Проходя мимо «коробейников» с ходовым товаром (водка, беляши, сигареты, жареная курица…), я со скучающим выражением лица скользил взглядом по лоткам. И, наконец, кривая вынесла меня к барду, который пел на перроне что-то из «блатного фольклора». Чем-то он напоминал кумира 80-х Ефрема Амирамова - та же борода с проседью и чёрная шляпа, чёрное драповое пальто с поднятым воротником… Пел он не очень хорошо, я бы даже сказал - бездарно пел, однако с душой. Его облепила со всех сторон потёртая публика: загулявшие мужья и небритые «тёртые калачи» - убеждённые холостяки-казановы, их подруги с сигаретами наперевес.
«Мне сегодня невмочь,
Синеглазая ночь…»
…Хрипела толпа, и между песнями пожилой кавказец маленького роста с тонкой длинной «моро» в руке подносил барду рюмочку водки, выдыхая горячий воздух с одной и той же фразой: «Вмажь, братишка…». Музыкант оставляет гитару, «вмазывает» и заводит недолгий «базар» по поводу и … без повода. Зовут его Костя (можно просто Костян - для женщин и друзей). Так, кстати, звала его подружка в видавших виды чёрных (в прошлом) полусапожках, в которые были вправлены уже белые джинсы, и в курточке «суперрайфл» с богатой «родословной». Костя катается с подругой по стране и перебивается случайными заработками. Милиция его, практически, не трогает, так как в документах у него ростовская прописка, а подругу он «поймал» в Ставрополе. Ночуют на вокзалах, а чаще у друзей. «Кентов по всей стране хватает, - бросает небрежно Костя, - так что с этим проблем нет. Вот только здесь трудновато приходится, но тоже, как видишь, скучать не дадут. Я с детства с людьми сходиться умел»…
Я ушёл «по-английски» - без шумных прощаний и слов. Подошёл мой поезд, и я сажусь в вагон. Пробираюсь к его душной «глотке», к вожделенному свободному плацкарту. Находя место, «бухаюсь» в боковушку со столиком у окна, втягиваюсь в сиденье и, распрямляя ноги, прикрываю глаза… Трогаемся…
- Молодой человек, - слышу я уже сквозь дрёму, - можно потесниться?
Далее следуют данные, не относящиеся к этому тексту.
PR #4317, opened 2019-10-21
Fix issues with (missing) protein coverage in IdentificationData

hendrikweisser:
The (old) ProteinHit class uses "-1" to indicate missing protein sequence coverage. This was not considered during conversion to/from the (new) IdentificationData class, which uses coverage values between 0 and 1, where 0 is equivalent to missing. Fixed now.

Also clean up some whitespace issues in "ProteinHit.cpp".


timosachsenberg:
@jpfeuffer do you see any problem that missing coverage information is the same as a protein that is not covered by a peptide? e.g.: missing vs no coverage

hendrikweisser:
> do you see any problem that missing coverage information is the same as a protein that is not covered by a peptide? e.g.: missing vs no coverage

I'm not Julianus, but my reasoning was that if the protein really has zero coverage, it wasn't identified, so it shouldn't be in the results.

timosachsenberg:
Agree but in the past we had to call removeUnreferencedProteins to get rid of those explicitly. Not sure if there were cases where they made sense...

jpfeuffer:
I think every part of the code that needs only matched proteins will use the removeUnreferencedProteins function which actually looks at the protein-peptide associations, so I think this will not affect anything. We should try to avoid unreferenced proteins anyhow (especially at the end of a tool).
But how do you distinguish between "no coverage" and "coverage not calculated yet"? Can this happen in this structure?

hendrikweisser:
> But how do you distinguish between "no coverage" and "coverage not calculated yet"? Can this happen in this structure?

I'd say "0" means "coverage not calculated yet". When you calculate the coverage and it comes out as zero, the protein should be removed.

(To be honest, at this point I'm not absolutely sure that there won't be a need for a separate "missing" value. But I think it's easier to add when we're sure it's needed, than to remove one that's not needed.)

timosachsenberg:
I tend to agree with Hendrik. In the worst case we would need to add a dataprocessing item

PR #4320, opened 2019-10-22
IDFilter output

timosachsenberg:


jpfeuffer:
Thanks. Much better.

hendrikweisser:
I'm late to the party, but I would suggest using "peptide matches" (or "peptide-spectrum matches") instead of "spectrum matches". Otherwise the difference between "spectra identified" and "spectrum matches" is less clear, and there's no mention of anything about identified peptides.

Issue #4272, opened 2019-09-30
Failing Preconditions in OpenSwath debug mode


jpfeuffer:
I think after the recent changes to OpenSwath there are some preconditions failing in debug mode.
http://cdash.openms.de/viewTest.php?onlyfailed&buildid=334085

@hroest Could you have a look at that?

PR #4323, opened 2019-10-22
Fix swath

cbielow:
some Swath code currently breaks the nightlies...
(not sure how this got merged in the first place)

this fixes the issue, but not the bug per se (the drift-time code seems very experimental to me....)
This cannot have possibly worked on any platform.. yet some compilers dont seem to realize...

### DIFF
--- a/src/tests/class_tests/openms/source/IonMobilityScoring_test.cpp
+++ b/src/tests/class_tests/openms/source/IonMobilityScoring_test.cpp
@@ -444,7 +444,7 @@ START_SECTION(([EXTRA]
   TEST_EQUAL(drift_spectrum->getMZArray()->data.size(), 24)
   TEST_EQUAL(drift_spectrum->getMZArray()->data.size(), drift_spectrum->getIntensityArray()->data.size())
   TEST_EQUAL(drift_spectrum->getMZArray()->data.size(), drift_spectrum->getDriftTimeArray()->data.size())
-
+  /*
   IonMobilityScoring::driftScoringMS1Contrast(drift_spectrum, drift_spectrum_ms1, transitions, scores,
                                    drift_lower, drift_upper,
                                    dia_extract_window_, dia_extraction_ppm_,
@@ -497,6 +497,7 @@ START_SECTION(([EXTRA]
   // deal with all-zero transitions
   drift_lower = 2.5;
   drift_upper = 3.5;
+  
   IonMobilityScoring::driftScoringMS1Contrast(drift_spectrum, drift_spectrum_ms1, transitions, scores,
                                    drift_lower, drift_upper,
                                    dia_extract_window_, dia_extraction_ppm_,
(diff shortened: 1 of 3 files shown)


oliveralka:
May be related: #4324

cbielow:
> 
> 
> May be related: #4324

No, #4324 is a compile issue. The nightlies break at runtime (but compile fine)

cbielow:
this is ready to merge (pyopenms memory leak tests fails)

src/tests/class_tests/openms/source/IonMobilityScoring_test.cpp
```diff
@@ -444,7 +444,7 @@ START_SECTION(([EXTRA]
   TEST_EQUAL(drift_spectrum->getMZArray()->data.size(), 24)
   TEST_EQUAL(drift_spectrum->getMZArray()->data.size(), drift_spectrum->getIntensityArray()->data.size())
   TEST_EQUAL(drift_spectrum->getMZArray()->data.size(), drift_spectrum->getDriftTimeArray()->data.size())
-
+  /*
   IonMobilityScoring::driftScoringMS1Contrast(drift_spectrum, drift_spectrum_ms1, transitions, scores,
```
hroest: why is this commented out?

cbielow: all the tests I disabled for now raise an OPENSWATH_PRECONDITION error in Debug mode.
Here is the stack trace:
```
>	OpenSwathAlgod.dll!OpenSwath::MRMScoring::calcXcorrPrecursorContrastShapeScore() Line 546	C++
 	OpenMSd.dll!OpenMS::IonMobilityScoring::driftScoringMS1Contrast(boost::shared_ptr<OpenSwath::OSSpectrum> spectrum, boost::shared_ptr<OpenSwath::OSSpectrum> ms1spectrum, const std::vector<OpenSwath::LightTransition,std::allocator<OpenSwath::LightTransition> > & transitions, OpenMS::OpenSwath_Scores & scores, const double drift_lower, const double drift_upper, const double dia_extract_window_, const bool dia_extraction_ppm_, const double drift_extra) Line 335	C++
 	IonMobilityScoring_test.exe!main(int argc, char * * argv) Line 453	C++
```

where `xcorr_precursor_contrast_matrix_` is a 1x1 matrix (this is how its initialized in line 334 of IonMobilityScoring). I'm still baffled why our CI did not catch it...

jpfeuffer: We do not have CI in debug mode. I filed an issue some weeks ago because of the failing nightlies. https://github.com/OpenMS/OpenMS/issues/4272

cbielow: @jpfeuffer  is it feasible to run a debug build for CI on travis (probably gcc/clang, since VS is awfully slow yet much more sensitive)

jpfeuffer: Ok. I try it here: https://github.com/OpenMS/OpenMS/pull/4328
Although it will definitely only work with caching due to the time limit on travis.

cbielow:
since the debug build to detect the issue is still underway, I'd still like to merge this PR to get the nightlies going again

cbielow:
we should open a ticket which reminds to fix the underlying issue in the IM scoring code

jpfeuffer:
Fine with me personally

Передо мной уставшее и чем-то кажется озабоченное создание, лет, эдак тридцати. Она в серой норковой шапке с отливом, в длинной дублёнке, отороченной мехом и нараспашку, из-под которой выглядывает бежевый шарфик «ангорка», «джинсы-варёнки» заправлены в сапожки… Дежавю… В руках неоткрытая бутылка пива «Оболонь», а вокруг неё аромат «Кэмела» и того же пива. В глазах с поволокой вопрос, который тут же озвучивается:
- Ну, и долго мы будем любоваться?.. Ноги, извините, можно прибрать?..
«Ноги» у неё получились, как «ногы», с тяжеловесным кубанским «гэ». Невольно улыбаясь, я поджимаю «ногы» под лавку и продолжаю «левым крайним» от скуки смотреть на соседку. Та, поставив бутылку на стол, достала из кармана пластмассовый стаканчик и надела его на горлышко бутылки. Откинулась к стенке и сидит. Смотрит. Прямо в глаза смотрит…
- Ну, и долго мы будем любоваться? - задаю я в свою очередь вопрос и встречаю добродушную улыбку.
- Пиво будешь? - спрашивает она, снимая стакан с горлышка, - открой, пожалуйста… Извини, стаканчик один.
Я отрицательно качаю головой, но бутылку открываю и наливаю ей. Прихлёбывая пиво, она моментами «уходит» куда-то настолько далеко, что есть опасность опоздать на поезд, в котором она уже сидит, но здесь её измученное тело, а мозги…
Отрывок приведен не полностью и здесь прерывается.